Records from a data collection:

PR #3031, opened 2020-03-16
Move loader script to unwrapped dir

stsoe:
This works around clash with Vivado loader script, which unfortunately
are not called with absolute path but instead picked from PATH.


stsoe:
By passing pipeline for quick fix for Vivado HEAD breakage.

PR #3045, opened 2020-03-17
XRT-317 add retry when calling wireserver APIs in azure mpd plugin

xuhz:
in azure production environment, retry when calling wireserver APIs are required since  there is no guarantee networking is available.
And when xclbin is downloaded, azure wireserver takes extra steps to verify the xclbin in one of the API -- that step usually takes 12-18s, so the default 20s mailbox rx timeout is not enough. change the default to 60s.


xuhz:
retest this please

PR #3050, opened 2020-03-18
Delete old metadata file and update new metadata file for 2020.1

haeseunglee:
Delete old metadata file and update new metadata file for 2020.1 sprite run


stsoe:
ok to test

> Your task
In the records above, how many lines hold "calling"? Only the number is wanted.

> Answer box
2